The overture to Der Freischütz is a familiar concert warm-up, but the opera itself is a rarer find these days. It wasn't always so. With over fifty performances in the eighteen months following its 1821 Berlin debut, Weber's spooky tale of souls traded for magic bullets was an instant hit. Its popularity in Paris was cemented by an early bowdlerised, Frenchified version which proved a huge influence on the young Berlioz, despite his reservations about the extensive changes made to pander to public taste.

When Berlioz himself was given the opportunity to rearrange the work for the Opéra de Paris nearly twenty years later, he was determined to alter as little as possible. But in those days strict regulations governed what each Parisian lyric theatre could show. So the spoken dialogue had to go; speech was the domain of the Opéra Comique. Berlioz's replacement recitatives - in French, like the translated libretto - meld so selflessly and seamlessly into the original music you could imagine they were written by Weber himself. The Opéra's demands for a ballet were met with the stylistically incongruous addition of an orchestrated version of Weber's piano piece Invitation to the Dance - an oddity retained for this Proms concert performance despite the absence of dancers.

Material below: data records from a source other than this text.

PR #4415, opened 2024-11-19
[Monitoring] Adding metric to track time from testcase creation to bug filing

vitorguidi:
### Motivation

As per Chrome request, it is desirable to know how long it takes for an issue to be opened, from the moment a testcase is created.

Part of #4271

### DIFF
--- a/src/clusterfuzz/_internal/cron/triage.py
+++ b/src/clusterfuzz/_internal/cron/triage.py
@@ -254,6 +254,16 @@ def _check_and_update_similar_bug(testcase, issue_tracker):
   return False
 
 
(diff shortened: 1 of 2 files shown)


oliverchang (approved):
LGTM, but note there are some legitimate cases where we might delay filing of a bug (e.g. https://github.com/google/clusterfuzz/blob/c46d537b208b1e21d13aeb0786e8b52c4a64aea6/src/clusterfuzz/_internal/cron/triage.py#L249).

Other cases include if a testcase is part of a deduplicated group. 

If we plan to build alerting policies on these, we may need to give these some special consideration.

oliverchang:
CC @alhijazi @letitz

alhijazi (approved):

PR #4416, opened 2024-11-20
Make task rate limiting opt in

jonathanmetzman:
Make the rate limiting added in https://github.com/google/clusterfuzz/commit/c26e353f230793f148860718fad866cbc04b82f3 opt-in temporarily so we can deploy to other instances without worrying if this damages their fuzzing.


oliverchang (approved):
Can you give some context for this change?

PR #4551, opened 2024-12-23
Remove untrusted_runner from misc files.

jonathanmetzman:
It's not used anymore.

### DIFF
--- a/src/clusterfuzz/_internal/system/environment.py
+++ b/src/clusterfuzz/_internal/system/environment.py
@@ -815,11 +815,6 @@ def reset_environment():
     # Add shared variables with values from _initial_environment.
     os.environ.update(_initial_environment)
 
-  if is_trusted_host():
-    from clusterfuzz._internal.bot.untrusted_runner import \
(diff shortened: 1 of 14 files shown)


src/clusterfuzz/_internal/system/environment.py
```diff
@@ -705,12 +705,6 @@ def is_posix():
   return os.name == 'posix'
 
 
-def is_trusted_host(ensure_connected=True):
```
vitorguidi, line 708: There is also a test file for this, environment_test.py. It should also be changed, right?

vitorguidi: The same goes for UntrustedRunnerIntegrationTest

jonathanmetzman: The problem with these PRs is that I think the untrusted runner tests provide coverage for non-untrusted code that is otherwise not covered. I should try to convert these to normal tests rather than get rid of them.

PR #4553, opened 2024-12-26
Delete OSSFuzzClustersManager

jonathanmetzman:
It's not used anymore now that everything is run using batch.
Also, bump fuzz tasks scheduled so we can postprocess on tworkers.

Bug: b/381528482


vitorguidi (commented):
lgtm

PR #4558, opened 2024-12-26
[Chrome deployment] Split utasks properly into success and error, add analyze step to testcase triage metric

vitorguidi:
This merges #4547 and #4516 to the chrome branch.

### DIFF
--- a/src/clusterfuzz/_internal/datastore/data_types.py
+++ b/src/clusterfuzz/_internal/datastore/data_types.py
@@ -583,6 +583,10 @@ class Testcase(Model):
   # Tracks if a testcase is stuck during triage.
   stuck_in_triage = ndb.BooleanProperty(default=False)
 
+  # Tracks if analyze task is pending.
+  # Defaults to false, since most testcases are fuzzer produced.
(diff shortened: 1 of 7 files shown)


src/clusterfuzz/_internal/datastore/data_types.py
```diff
@@ -583,6 +583,10 @@ class Testcase(Model):
   # Tracks if a testcase is stuck during triage.
   stuck_in_triage = ndb.BooleanProperty(default=False)
 
+  # Tracks if analyze task is pending.
```
jonathanmetzman, line 586: Do we want to track if just analyze is pending and not analyze/minimize/regressoin?

vitorguidi: Minimize/regression/impact are tracked together under critical tasks. The idea for this, is so we would be able to catch that pubsub incident.

Since we already have quite a few stuck testcases under critical tasks, we do not gain much by splitting until we clean up the old stuff.

jonathanmetzman:
lgtm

In the spirit of Berlioz, John Eliot Gardiner attempts to strip back accumulated questionable performance practices and return the work to its roots in an interpretation created for a fully staged version shown in Paris this spring. With the period instruments of his Orchestre Révolutionnaire et Romantique and lighter voices than are usually cast, Gardiner looks backward, highlighting Weber's French precedents, playing down his proto-Wagnerian innovations and toying gently here and there with both Weber's and Berlioz's versions of the score.

Whatever the academic merits of the approach, the light, springy orchestral textures and spirited pacing lent a Gallic flair that sat well with the French words. But there wasn't the weight or power to make moments of high drama truly telling. Despite Gardiner's addition of blood-curdling screams from the galleries and a Gauloise-rasping devil, the Wolf's Glen scene elicited more giggles than shudders. Tellingly, the scariest moment in the whole evening came right at the start as the singer/huntsmen aimed their muskets at the cheap seats and fired.

The Mozartian-scaled voices of the cast may have worked well in the smaller Paris venue, but most seemed a size too small in the vast and acoustically tricky Royal Albert Hall. Only Gidon Saks as the cursed hunter Kaspar had the required heft. His dark bass didn't sacrifice craft or complexity to reach out to the back rows either. The lyric tenor Andrew Kennedy was more questionably cast as Max. Heroic timbre is essential in this heroic role and Kennedy's attention to text and often exquisite tone didn't compensate for this fundamental shortfall. Sophie Karthäuser was similarly underequipped to tackle Max's love, Agathe. She sang prettily but ran out of wind at the end of her long phrases, sounding effortful where she should have been enchanting. Virginie Pochon made a better impression as her cousin Ännchen for the simple reason that she could actually meet the demands of the role. No doubt the BBC technicians craftily rebalanced voices for the Radio 3 live broadcast as they usually do - this may have been one occasion when the broadcast sounded better than the live show.